Over 19 million individuals have been affected by healthcare data breaches according to the HHS.gov archive. Through out-of-band authentication security almost 10 million patients and physicians personal information would be safe since over half the problem comes from unsecure devices. Encryption may seem like a secure answer but in the end keeping the data off of devices is where true security lies.

Relax, We Have Out of Band One Time Password Data Breach Protection

out-of-band one-time passwordThe holidays are the time for giving while relaxing with family and friends. When everyone was preparing for their holiday on December 24th creatures were stirring while clicking a mouse. During the holiday a data breach of close to a million passwords lead to one embarrassed “intelligence” company and 200 gigabytes of personal information exposed. But how could this be? The year of the data breach is coming to an end and still companies do not have a secure password policy. Furthermore an out-of-band one-time password is fairly easy and inexpensive to implement while offering obvious security benefits.

Becoming more common recently, data breaches like this are all over the media. Companies are learning the hard way that they cannot skimp on security at any point in the chain. After all you are only as strong as your weakest link and the recent Stratfor data breach is a prime example. Although Stratfor had a password policy in place, findings from The Tech Herald said the policies were lacking enforcement.

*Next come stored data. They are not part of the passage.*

PR #8857, opened 2026-07-24
Fix the main build: four errors across three files

ejc3:
Building `main` fails. Three errors, all in the two Dock session-restore files that
arrived with #8690, and the first one hides the other two:

```
Sources/DockSplitStore+RestoredAgentLifecycle.swift:13:62: error: cannot find type 'PanelShellActivityState' in scope
Sources/DockSplitStore+SessionSnapshot.swift:44:43: error: generic parameter 'Key' could not be inferred
Sources/DockSplitStore+SessionSnapshot.swift:44:43: error: generic parameter 'Value' could not be inferred
Sources/DockSplitStore+SessionSnapshot.swift:332:47: error: generic parameter 'U' could not be inferred
```

Repro on a clean checkout of `main` at 4dc00aebb8:

```
xcodebuild -project cmux.xcodeproj -scheme cmux-unit -configuration Debug \
  -destination 'platform=macOS' build
```

**The missing import.** `DockSplitStore+RestoredAgentLifecycle.swift` declares
`updatePanelShellActivityState(panelId:state:)`, whose `state` is a
`PanelShellActivityState`. That type is a `public enum` in the CmuxWorkspaces package, and
Swift resolves imports per file, so the app target depending on the package is not enough on
its own. Every other file under `Sources/` that names the type imports CmuxWorkspaces; this
one imports only Foundation.

**The two inference failures.** Both are the same shape: a multi-statement closure whose
bail-out is a bare `return nil`, handed to something generic. Line 44 gives it to
`Dictionary(uniqueKeysWithValues:)`, which then has to solve `Key` and `Value`; line 332 gives
it to `Optional.flatMap`, which has to solve `U`. A bare `return nil` carries no type, so the
closure's result type and the generic parameters each wait on the other. Naming the return
types breaks the cycle, using the types the surrounding code already fixes:
`SessionSplitContainerSnapshot` declares `sourceWorkspaceIdsByPanelId` as `[UUID: UUID]?`,
`sessionRestoreWorkspaceId` is a `UUID`, and `observation` is a
`RestorableAgentSessionIndex.Entry?`. Behaviour is unchanged.

**A fourth error, in a third file.** `surfacePromptForResumeApproval` builds an `NSAlert` over
several statements and ends with a bare `switch alert.runModal()` whose cases are `.auto`,
`.prompt` and `.manual`:

```
Sources/ControlSurfaceResumeTarget.swift:282:40: error: reference to member 'auto' cannot be resolved without a contextual type
Sources/ControlSurfaceResumeTarget.swift:283:41: error: reference to member 'prompt' cannot be resolved without a contextual type
Sources/ControlSurfaceResumeTarget.swift:284:19: error: reference to member 'manual' cannot be resolved without a contextual type
```

Swift gives a function body an implicit return only when the body is a single expression, so
in a multi-statement body that switch is an expression statement with nothing to type it, and
the leading-dot members have no `SurfaceResumeApprovalPolicy` to resolve against. Returning it
supplies the contextual type. Every other trailing switch of this shape under `Sources/` is the
single-expression body of a computed property or a one-statement function, which is why this is
the only one that fails.

Worth saying how this got in, because it will happen again otherwise: `ci.yml` is
`workflow_dispatch:`-only, so no pull request is ever built. The checks that appear on a PR
are reviewers, not a compile, so a commit that does not build can land looking green.

## Summary by CodeRabbit

* **Refactor**
  * Streamlined how resume approval outcomes are processed for consistency.
  * Improved robustness of workspace/session snapshot mapping and related filtering behavior.
* **Tests**
  * Updated workspace inheritance test setup to explicitly omit a restore source workspace ID where appropriate.
* **No user-visible changes**
  * These changes are intended to be behavior-preserving for end-users, with improvements focused on reliability and internal consistency.

### DIFF
--- a/Sources/ControlSurfaceResumeTarget.swift
+++ b/Sources/ControlSurfaceResumeTarget.swift
@@ -278,7 +278,7 @@ extension TerminalController {
         )
         content.apply(to: alert, presentingWindow: nil)
 
-        switch alert.runModal() {
+        return switch alert.runModal() {
         case .alertFirstButtonReturn: .auto
         case .alertSecondButtonReturn: .prompt
         default: .manual
--- a/Sources/DockSplitStore+RestoredAgentLifecycle.swift
+++ b/Sources/DockSplitStore+RestoredAgentLifecycle.swift
@@ -1,3 +1,4 @@
+import CmuxWorkspaces
 import Foundation
 
 extension DockSplitStore {
--- a/Sources/DockSplitStore+SessionSnapshot.swift
+++ b/Sources/DockSplitStore+SessionSnapshot.swift
@@ -41,11 +41,12 @@ extension DockSplitStore {
                 )
             }
         let persistedPanelIds = Set(panelSnapshots.map(\.id))
-        let sourceWorkspaceIdsByPanelId = Dictionary(uniqueKeysWithValues: panelSnapshots.compactMap {
-            panel in
-            guard let transfer = detachedSurfaceTransfersByPanelId[panel.id] else { return nil }
-            return (panel.id, transfer.sessionRestoreWorkspaceId)
-        })
+        let sourceWorkspaceIdsByPanelId: [UUID: UUID] = Dictionary(
+            uniqueKeysWithValues: panelSnapshots.compactMap { panel -> (UUID, UUID)? in
+                guard let transfer = detachedSurfaceTransfersByPanelId[panel.id] else { return nil }
+                return (panel.id, transfer.sessionRestoreWorkspaceId)
+            }
+        )
         let layout = layoutCodec.pruned(
             rawLayout,
             keeping: persistedPanelIds
@@ -329,7 +330,7 @@ extension DockSplitStore {
         let expectedSessionId = resumeBinding?.isAgentHookBinding == true
             ? resumeBinding?.checkpointId
             : restorableAgent?.sessionId
-        let relevantObservation = observation.flatMap { entry in
+        let relevantObservation = observation.flatMap { entry -> RestorableAgentSessionIndex.Entry? in
             guard entry.snapshot.kind == expectedKind, entry.snapshot.sessionId == expectedSessionId else {
                 return nil
             }
--- a/cmuxTests/DockWorkingDirectoryInheritanceTests.swift
+++ b/cmuxTests/DockWorkingDirectoryInheritanceTests.swift
@@ -214,6 +214,7 @@ struct DockWorkingDirectoryInheritanceTests {
     ) -> Workspace.DetachedSurfaceTransfer {
         Workspace.DetachedSurfaceTransfer(
             sourceWorkspaceId: sourceWorkspaceId,
+            sessionRestoreSourceWorkspaceId: nil,
             panelId: panel.id,
             panel: panel,
             title: panel.displayTitle,


ejc3:
Verified on a clean worktree at 94a329e24e: `** BUILD SUCCEEDED **`, 0 errors, building the `cmux-unit` scheme for macOS with `SWIFT_COMPILATION_MODE=wholemodule` so every remaining type error in the module would surface in one pass rather than one file per build. The same worktree at `origin/main` fails on the first of the four.

ejc3:
Correction to my previous comment, and a fourth commit.

That `** BUILD SUCCEEDED **` came from `xcodebuild build`, which for the `cmux-unit` scheme compiles the app target but **not** `cmuxTests`. So it proved less than I implied. The test target was still broken by the same change:

```
cmuxTests/DockWorkingDirectoryInheritanceTests.swift:216:49: error: missing argument for parameter 'sessionRestoreSourceWorkspaceId' in call
```

`DetachedSurfaceTransfer` gained a `sessionRestoreSourceWorkspaceId: UUID?` stored property, and since the struct has no explicit init that became a required argument of the memberwise one. Four places under `cmuxTests` construct it; three were updated and this one was missed. It now passes `nil`, which is what the other three pass and is behaviour-preserving, because `sessionRestoreWorkspaceId` resolves to `sessionRestoreSourceWorkspaceId ?? sourceWorkspaceId`.

Giving the property a default would not work: a `let` with an initial value is excluded from the memberwise init, which would break the five call sites under `Sources` that pass it explicitly.

Re-verifying with `build-for-testing` so the check covers both targets.

ejc3:
Rebased onto current `main` (`69b2c55e27`), which had moved 15 commits ahead. Now 4 commits, 4 files, +10/-7.

I checked whether any of it had become unnecessary rather than assuming. **All four errors are still present on `main`**, so every commit still earns its place:

| | on current main |
|---|---|
| missing `import CmuxWorkspaces` | still broken |
| two bare `return nil` closures | still broken |
| trailing `switch` with no `return` | still broken |
| missing memberwise arg in the test | still broken |

None of the four files this touches were modified by those 15 commits, so every line number cited in the commits and in the description above still points at the right line.

Re-verifying the build on the rebased tip, since my earlier `** TEST BUILD SUCCEEDED **` was measured against the older base and a rebase invalidates it. I will post the result either way.

ejc3:
Re-verified after the rebase onto current `main` (`69b2c55e27`):

```
** TEST BUILD SUCCEEDED **   errors=0   sha=62066a0bd6
```

`build-for-testing` with `SWIFT_COMPILATION_MODE=wholemodule`, so both the app and `cmuxTests` are covered and any remaining type error in the module would have surfaced in the same pass. The claim I withdrew when rebasing is now re-earned on the current base.

Incidental evidence of why this one matters: I tried to build an unrelated one-file test fix (#8867) on plain `main` an hour ago and it came back with 7 errors, every one of them from this list and none from the change itself. Nothing can be verified in isolation until this lands.

azooz2003-bit:
Heads up: the three app-target fixes here (the `CmuxWorkspaces` import, the `return switch` in `ControlSurfaceResumeTarget.swift`, and the closure annotations in `DockSplitStore+SessionSnapshot.swift`) just landed via https://github.com/manaflow-ai/cmux/pull/8869 (merged as 34e7fa5df274) — I hit the same broken main from the reload builder and didn't find this PR until CodeRabbit cross-referenced it after mine was open, sorry for the duplication. The `cmuxTests/DockWorkingDirectoryInheritanceTests.swift` fix here is still needed (my reload builds only compile the app target, so I never hit it). After a rebase this PR should shrink to that one file.

ejc3:
Closing: `main` has since fixed all four of these independently, so this PR is redundant.

- The missing `import CmuxWorkspaces`: fixed by #8873 (`518822336a`).
- The two generic-inference failures in `DockSplitStore+SessionSnapshot.swift` and the missing memberwise argument in the test: fixed by #8869 (`34e7fa5df2`).
- The trailing `switch` in `surfacePromptForResumeApproval`: fixed on `main` with explicit `return`s per case rather than this PR's `return switch` — same effect, different spelling, which is why a search for my own fix text misses it.

Verified by reading the current code at all four sites rather than pattern-matching for this branch's text. Nothing left here to merge.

In this situation the password policy only required a six character long password which contained a numerical digit. Upon cracking over 80 thousand passwords through simple means, The Tech Herald found many passwords which were not even six characters in length. Furthermore users were using commonly used terms, dates and personal references to create passwords.

Strong Password Creation

Strong passwords consist of case sensitive letters, numbers and symbols. By utilizing all types of characters it creates many more combinations to have to search through while cracking a password. Users should not use full words or terms while creating login credentials either. This allows for lists of common words to be loaded into a cracking program like the one used in the Stratfor data breach. Beyond creating a secure credential, users should change their password regularly to prevent it from being compromised.

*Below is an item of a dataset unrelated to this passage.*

PR #8883, opened 2026-07-24
iroh: re-key binding slot to (user, device, tag), newest-auth-wins

azooz2003-bit:
## Problem

The active-binding slot was keyed on `app_instance_id` (partial-unique index `active_app_instance_unique` where `revoked_at is null`). A reinstall, sign-out/in, or key rotation mints a fresh `app_instance_id`, so a returning computer collided with its own past self and got `409 binding_replacement_requires_revocation`. There was no client-side recovery, so the App Store review Mac was stranded behind a stale non-revoked binding for 17h (see [cmux App Store review rig notes]).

Obviously support for stronger security must be present along with some sort of software based enforcement. However, infrastructure for this type of password security can be expensive to implement and can create an unpleasant user experience. After all who can remember a password like “B#13iL@9e”?

One-Time Password

Protecting users from themselves is not easy but a one-time password offers the ability for them to be fairly careless. Some ways of transmitting an OTP are not as secure as others though. In some cases an OTP will be delivered to the user through email which may also have been compromised. A very common problem is that people use the same password across all platforms, which means attackers may have access to the users email as well.

Out-of-Band One-Time Password

One of the easiest solutions for a more secure authentication process is an out-of-band one time password. The OTP allows users to be authenticated through their mobile phone and provides an added layer of protection from infected computers. Users benefit from the added protection gaining the ability to use simple login credentials.

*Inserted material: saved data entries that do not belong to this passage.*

Issue #8564, opened 2026-07-21
300% CPU usage when cmux is idle


bningdd:
### cmux version

0.64.20 build 100

### macOS version

26.5.2 (25F84)

### Mac chip

Apple Silicon (M1/M2/M3/M4)

### Installation method

Direct download (DMG)

### Can you reproduce this on cmux NIGHTLY?

I could not test NIGHTLY

### Bug description

window process has 300% CPU usage while all sessions are idle
<img width="930" height="337" alt="Image" src="https://github.com/user-attachments/assets/e5e4effc-34a0-4854-97c2-dc86f8f3735d" />

### Expected behavior

Window process should use less than 50% CPU 

### Steps to reproduce

Not sure how to reproduce. 

### Shell and environment

oh-my-zsh and starship. 

### Relevant logs or crash reports

```text

```

Digman:
I reproduced the same sustained high-CPU behavior on cmux 0.64.20 (build 100, commit `14e3400b9`) and captured what appears to be the root cause.

### Environment

- macOS 26.5.2 (25F84)
- Apple Silicon (`arm64`)
- cmux 0.64.20 (100)

### Observations

- The cmux app process continuously used approximately 107–133% CPU while the terminals were otherwise idle.
- Its memory footprint was approximately 1.4 GB, with 85–86 threads.
- In a one-second unified-log capture, I parsed 46,702 messages. 46,194 of them (98.9%) were the same message:

```text
[com.mitchellh.ghostty:os-open] os-open: open stderr=
```

- A separate three-second capture received approximately 186,635 messages (about 62,000 messages/second), while macOS reported that additional messages had been dropped.
- An eight-second `sample` of the cmux app process showed two background threads spending most of their time in:

```text
zig_os_log_with_type
→ os_log
→ firehose_buffer_tracepoint_reserve_slow
→ __FIREHOSE_CLIENT_THROTTLED_DUE_TO_HEAVY_LOGGING__
```

- The main AppKit thread was mostly waiting, so this does not look like the sidebar layout livelock fixed by #8532.
- There was no remaining `/usr/bin/open` child process when I inspected the process tree.

### Suspected cause

The embedded Ghostty opener drains the spawned `open` command's stderr in `src/os/open.zig` using:

```zig
reader.takeDelimiterExclusive('\n')
```

and logs every returned value unconditionally:

```zig
log.warn("open stderr={s}", .{line});
```

[...]

Issue #145, opened 2026-02-20
Browser panel: back/forward/refresh button click targets too small


lawrencecchen:
The back, forward, and refresh buttons in the browser panel toolbar have small click targets, making them hard to hit accurately. The clickable area should be larger to improve usability, especially for quick navigation.

## Expected behavior
- Buttons should have generous padding / hit areas
- Should be easy to click without precise aiming
- Consider making the entire button area (including padding) clickable, not just the icon

## Current behavior
- Click targets are small, requiring precise mouse placement
- Easy to miss the button and click empty toolbar space instead

austinywang:
Resolved in #227. Should be fixed alongside the next release (v0.60.0, not released yet). Keep an eye out and reopen the issue if the issue is not fully addressed.

Issue #143, opened 2026-02-20
Session persistence (layouts, scrollback)


mathieubellon:
Hey guys!

Closing or reopening cmux deletes all my workspaces, even the pinned ones. Is this a bug or a feature? Am I missing something? I read the documentation but couldn't find anything about how to save this state.

lawrencecchen:
We can just track with this issue!

vitto32:
Session persistence is also blocking us from fully switching. We're evaluating workarounds like dtach to keep agent processes alive across restarts, but workspace layout and tab names are still lost. Even "just reopening structure" would be enough for us to seriously consider making it our daily driver.

lawrencecchen:
Makes sense. Will prioritize session persistence.

lawrencecchen:
Sorry! Will land the PR soon

PR #8884, opened 2026-07-24
Fix io-gather spin and reap dead pane children

### LINKED ISSUE #8872: io-gather threads spin on poll() after pane child exits — defunct children never reaped, ~0.7 core leaked per dead pane (475% CPU after 5 days)
### cmux version

0.64.20 (build 100)

### macOS version

26.2 (25C56)

### Mac chip

Apple Silicon (ARM64)

### Installation method

Direct download (Sparkle auto-update)

### Bug description

After ~5 days of uptime, the main cmux process sits at a sustained **~475% CPU** (181h cumulative CPU time since launch on 2026-07-19). The machine also shows elevated `logd` (~40-70% CPU) and high system CPU (~27% sys), suggesting heavy syscall churn coming from cmux.

Profiling with `sample` shows the **main thread is essentially idle** (blocked in `mach_msg2_trap` for 1214/1932 samples). The CPU is burned by ~7 background threads, each pinned at ~65-68% CPU. Per-thread CPU time (`ps -M`) shows the worst offender has accumulated **36 hours of CPU time on a single thread**:

```
USER  PID    %CPU STAT       STIME      UTIME
...   60654  68.1 R      509:16.36 2170:03.55   <- 36h+ CPU on one thread
...   60654  68.1 R      272:16.33  804:15.05
...   60654  68.0 R      253:56.40  733:44.91
...   60654  67.9 R      238:25.42  688:00.06
...   60654  ...  R      324:46.64  979:33.19
(3 more similar threads; remaining ~195 threads are normal, <2min each)
```

Every stack capture of the hot threads lands in the same place — `io-gather` threads inside `poll()`:

```
2019 Thread_XXXXXX: io-gather
+ 2019 thread_start  (in libsystem_pthread.dylib) + 8
+   2019 ???  (in cmux)  load address 0x104958000 + 0x3dbcea4
+     2019 poll  (in libsystem_kernel.dylib) + 8
```

Since `poll()` is nominally a blocking call but these threads each consume a full ~68% of a core with a very high sys-time share, the signature is a **tight `poll()` loop that returns immediately** — i.e. polling an fd that is permanently ready (typically `POLLHUP` on a closed/dead pty) and never removing it from the set.

Consistent with that: the cmux process has **2 `<defunct>` zombie children that were never reaped**, dating from several days before the capture:

```
  PID  PPID STARTED                      COMMAND
36038 60654 Mon Jul 20 11:31:19 2026     <defunct>
36619 60654 Mon Jul 20 11:31:28 2026     <defunct>
```

Hypothesis: when a pane's child process exits (or crashes), cmux (a) doesn't `wait()` on the child, leaving zombies, and (b) leaves the pane's `io-gather` thread polling the now-dead pty fd, which returns `POLLHUP` instantly and spins forever. Each dead pane then permanently burns ~0.7 core. Over days of opening/closing panes this accumulates — in my case to ~5 cores.

Session context at capture time: 35 child processes, 202 threads, 1389 open fds, ~20 open panes (heavy agent/teammate usage). Thread IDs of the `io-gather` pool range from ~7.4M to ~37M, so a large number of these threads have been created over the process lifetime.

Possibly related: #8564 (same version, "300% CPU usage when cmux is idle", no diagnosis attached — the signature there looks compatible with this root cause).

### Expected behavior

When a pane's child process exits, cmux should reap it (`waitpid`) and tear down / unblock the pane's io threads instead of leaving them spinning on a dead pty fd. CPU usage should return to baseline after panes close.

### Steps to reproduce

Not deterministic, but the pattern that got me here:

1. Run cmux for several days without restarting (heavy use: many panes, agent teams, dev servers streaming output).
2. Have some pane child processes exit or crash over time (zombies under the cmux PID are the telltale).
3. Watch main-process CPU ratchet upward in steps of roughly ~0.7 core and never come back down.
4. Confirm with `sample <pid>`: hot threads are all `io-gather` in `poll()`, while the main thread is idle.

Workaround: restarting cmux clears it completely.

austinywang:
## Summary

- stop POSIX `io-gather` threads when a PTY reaches EOF or reports a terminal
  poll condition
- reap an already-exited pane child when teardown wins the normal
  process-watcher race
- retain deterministic red/green Zig coverage for both the persistent-EOF
  spin and Darwin zombie case
- document the lifecycle ownership invariant and retain the checksum for the
  scoped ReleaseFast GhosttyKit artifact

Closes #8872.

This may also explain the compatible idle-CPU symptoms reported in #8564, but
this PR does not claim to close that issue without matching process/thread
evidence.

## Root cause

Ghostty's POSIX gather loop treated `POLLHUP` as terminal but treated a
zero-byte `read()` as a reason to return to `poll()`. An fd that remains
immediately readable at EOF without the expected HUP bit therefore cycles
`read(0) -> poll(readable) -> read(0)` forever on its dedicated `io-gather`
thread. The loop also ignored `POLLERR` and `POLLNVAL`.

Separately, pane teardown called `getpgid()` before signaling and waiting for
the child. Darwin stops exposing the process group after the child exits even
while its wait status is still pending. If teardown reached that state before
the libxev process watcher callback, `killPid` returned without `waitpid`,
leaving the child as a zombie.

The fix lives in Ghostty `Exec`, the layer that owns the PID, PTY fd, and
reader/gather threads. Swift teardown already calls this owner and joins the
native IO lifecycle, so no second app-layer cleanup path was added.

## Regression proof

Ghostty commit `8bf503f98` contains tests only and fails on the old
implementation:

- `io-gather exits on persistent EOF readiness` uses nonblocking `/dev/null`,
  whose `read()` always returns zero while `poll()` reports immediate
  readability. The old gather thread fails to return within the one-second
  assertion window.
- `subprocess stop reaps an already-exited child on Darwin` forks a short-lived
  session child, waits until Darwin reports `ESRCH` from `getpgid`, invokes
  teardown, then proves no wait status remains.

Ghostty commit `5ef5cba63` makes both tests pass:

- zero-byte reads are authoritative EOF
- `POLLHUP | POLLERR | POLLNVAL` terminate polling after readable tail bytes
  are drained
- teardown performs a nonblocking raw `waitpid` fallback and treats `ECHILD`
  as success when the normal process watcher won the reaping race

## Updated branch state

Merged cmux `main` at `67d8479e05` in `26ee8f65f5`. Current `main` now pins
Ghostty `50ad1963d`, which contains the scoped lifecycle fix through Ghostty PR
#143 and the later serial frame-lease/typing regression fix through Ghostty PR
#145. The effective parent-repository diff is now the detailed lifecycle fork
documentation plus retention of the scoped `5ef5cba63` archive checksum; the
runtime fix is already an ancestor of the newer pin.

## Verification

- `zig build test -Dtest-filter='termio.Exec'`
- `zig build test -Dtest-filter='frame lease pool rotates slots for serial frames'`
- `./tests/test_ci_ghosttykit_checksum_present.sh` (current pin:
  `50ad1963d9c73ee957932ccb4d26bf6d15575ee7`)
- `./tests/test_ci_ghosttykit_checksum_verification.sh`
- `python3 scripts/check-package-resolved-policy.py`
- `python3 scripts/check-workspace-package-groups.py --check`
- Ghostty PR: https://github.com/manaflow-ai/ghostty/pull/143
- scoped ReleaseFast GhosttyKit build:
  https://github.com/manaflow-ai/cmux/actions/runs/30129390408
- scoped published archive:
  https://github.com/manaflow-ai/ghostty/releases/tag/xcframework-5ef5cba6351dbdf315307fc7efd1aaa4a36ab31c-crashsubdir-cmux-crash-v1
- downloaded scoped archive SHA-256:
  `4f74c4cb69fe576a2b597df7d84513440494389a20b60324844a758f8fabd70b`

No local Xcode build, app launch, or XCUITest was run. The PR introduces no
Swift changes, warnings, user-facing strings, localization changes, or budget
TSV changes. `scripts/swift_file_length_budget.py` is absent on current
`main`.

## Summary by CodeRabbit

* **Documentation**
  * Added documentation covering PTY reader shutdown, child-process cleanup, EOF handling, and terminal-condition behavior.
  * Documented constraints for maintaining reliable PTY teardown in future changes.

* **Chores**
  * Added a pinned checksum for an additional GhosttyKit build.


austinywang:
Manual CI workflow run
[30130011335](https://github.com/manaflow-ai/cmux/actions/runs/30130011335)
was dispatched because PR-triggered CI is currently paused on `main`.

The task-owned validation is green, but the full workflow's fail-open
`workflow_dispatch` routing also exercised unrelated web and TestFlight lanes.
Two current-`main` failures prevented the aggregate `ci-status` job from going
green:

- `workflow-guard-tests` expects
  `IOS_BETA_BUNDLE_ID: dev.cmux.app.internal`, while the current checked-in
  TestFlight workflow uses the demo identity.
- `web-typecheck` has ten founders-welcome route tests returning 503 instead of
  their expected responses.

This PR has no changes in either area (`git diff origin/main...HEAD` contains
only `ghostty`, `docs/ghostty-fork.md`, and
`scripts/ghosttykit-checksums.txt`). A scoped rerun reproduced both failures
unchanged, with `linux-preflight`, `tests`, and `ci-status` failing only as
downstream aggregators. No unrelated repair was made.

Relevant gates remain green:

- deterministic Ghostty red/green regression tests and the full
  `termio.Exec` filtered slice
- ReleaseFast GhosttyKit build and archive validation
- checksum presence/verification guards
- Package.resolved policy and workspace grouping
- canonical autoreview merge-conflict gate, structured Codex review, and cmux
  policy check
- CodeRabbit: no actionable comments
- Greptile: safe to merge, 5/5 confidence

austinywang:
## Typing-regression warning and reversion control

A user reports an immediate typing regression in a build containing the new Ghostty pin. I inspected both Ghostty commits and built/launched a pre-bump control.

### Attribution and mechanism

- `8bf503f98` is test-only (`test` blocks in `src/termio/Exec.zig`) and cannot change the shipped runtime.
- `5ef5cba63` is the only production commit. The typing-capable regression path is its POSIX reader shutdown change, principally the promotion of `read(...) == 0` from `break :gather`/re-poll to `fatal = true`, plus the new treatment of `POLLERR | POLLNVAL` as terminal alongside `POLLHUP`.
- On either condition, `gatherMainPosix` returns; its defer sets `pipeline.done = true`; `threadMainPosix` drains the ring and exits. This is permanent for that surface.
- That does **not** synchronously stop the independent write path. cmux still sends `ghostty_surface_key`; Ghostty queues the resulting bytes through `Termio` to `Exec.queueWrite` and the xev `write_stream`. If the PTY is still live, the shell can receive those bytes and echo/output them, but the exited reader no longer calls `processOutput`, so the pane appears to drop/mangle typing or stop accepting input. If the fd is genuinely invalid, queued writes fail/disarm instead. This is a half-dead terminal: writer/process state and reader state can disagree.
- The `waitpid` change is not on the normal live-input path. `reapExitedChild` is reached from `Subprocess.stop`/`killPid` during IO-thread teardown, targets cmux's direct child PID, and does not reap the shell's job children. It is therefore not the plausible live-pane typing mechanism.

The exact Darwin readiness event seen by the reporter is not available, so I am not claiming whether the live trigger was a transient zero-byte read or a newly-fatal `POLLERR`. Both converge on the same new irreversible reader shutdown. The primary suspect is the `n == 0 => fatal` hunk because it deliberately changes a longstanding cautious behavior, and it is also the hunk that fixes the persistent-EOF spin.

### Reversion viability and cost

A full control revert is mechanically safe:

- cmux `main` is still at `3eeed22dec` and pins Ghostty `c55514dd52`; no Swift code or build script depends on the new behavior.
- `scripts/ensure-ghosttykit.sh` derives its cache/download key from the checked-out Ghostty SHA and build flavor. `c55514dd52` already has a checksum-pinned ReleaseFast `xcframework-c55514dd52...-crashsubdir-cmux-crash-v1` archive, so the control cannot accidentally link the `5ef5cba63` kit.
- The cost is real: reverting the EOF shutdown restores #8872's `read(0) -> immediately-readable poll -> read(0)` loop, approximately **0.7 core per dead pane**, accumulating over days. Reverting all of `5ef5cba63` also removes the Darwin teardown reaping fallback, so zombies can recur. That long-uptime leak is preferable to shipping an immediate typing showstopper while the lifecycle fix is corrected.

I did not make a speculative partial revert because the suspected typing hunk and the CPU fix are the same hunk. I kept this branch exactly at the pre-bump `c55514dd52` pin and built/launched tag `revert-ghostty-dead-pty-bump` as the A/B control. Cloud build: https://github.com/manaflow-ai/cmux/actions/runs/30131295136

### Forward-fix direction

The durable invariant should be: **only definitive direct-child/PTY lifecycle state owned by `Exec` may permanently terminate the reader; an ambiguous readiness/read result cannot leave the writer alive while the reader is dead.** A small forward fix can gate EOF/terminal-event teardown on a child-exit/liveness signal from the process owner (for Darwin, the same definitive `getpgid(...)=ESRCH` condition already used during teardown), while retaining tail draining and the nonblocking `waitpid` fallback. Coverage should combine the existing persistent-EOF test with a live-PTY test that injects the suspect zero/error condition, then proves input is written and echo/output still reaches `processOutput`.

Recommendation: hold PR #8884 until the control A/B result is known; do not merge the current `5ef5cba63` pin as-is.

austinywang:
## Post-`main` merge verification

Merged `origin/main` at `67d8479e05` in branch commit `26ee8f65f5` and
re-ran the scoped lifecycle checks plus a full manually dispatched CI:

- Full run: https://github.com/manaflow-ai/cmux/actions/runs/30136993633
- `zig build test -Dtest-filter='termio.Exec'`: pass
- `zig build test -Dtest-filter='frame lease pool rotates slots for serial frames'`: pass
- all four app-host unit-test shards: pass
- aggregate `tests`: pass
- Swift package tests: pass
- universal Release build: pass
- workflow guards, including the repaired TestFlight guard: pass
- `AppDelegateTerminalTypingShortcutFastPathTests`: executed in shard 2 and
  passed in 6.253 seconds

The updated Ghostty pin is `50ad1963d`; `5ef5cba63` (the #8872 lifecycle fix)
is an ancestor of that pin, and the later serial frame-lease/typing work is
also present.

The full workflow concluded red only because `tests-build-and-lag` built the
test target successfully and then found three warning-budget entries in files
inherited unchanged from current `main`:

- `Sources/AppDelegate+WindowDock.swift`
- `Sources/ContentView.swift`
- `Sources/Sidebar/AppKitList/Cells/SidebarGroupHeaderRowView.swift`

This PR's effective diff against current `main` is limited to
`docs/ghostty-fork.md` and the retained scoped GhosttyKit checksum, so no
unrelated warning repair or warning-budget update was added here.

With an OTP in place the weak Stratfor passwords would not have been an issue since the attackers would need to authenticate themselves before accessing the confidential data. Even if they were able to obtain the user’s login credentials and phone number they would not have access to “something you have”, which is your mobile phone. If the attackers had login credentials and an email address, without an out-of-band solution a savvy attacker may be able to gain access.

If your vision of authentication security is not all sugarplums dancing in your head you may not have had your holiday cut short by a data breach.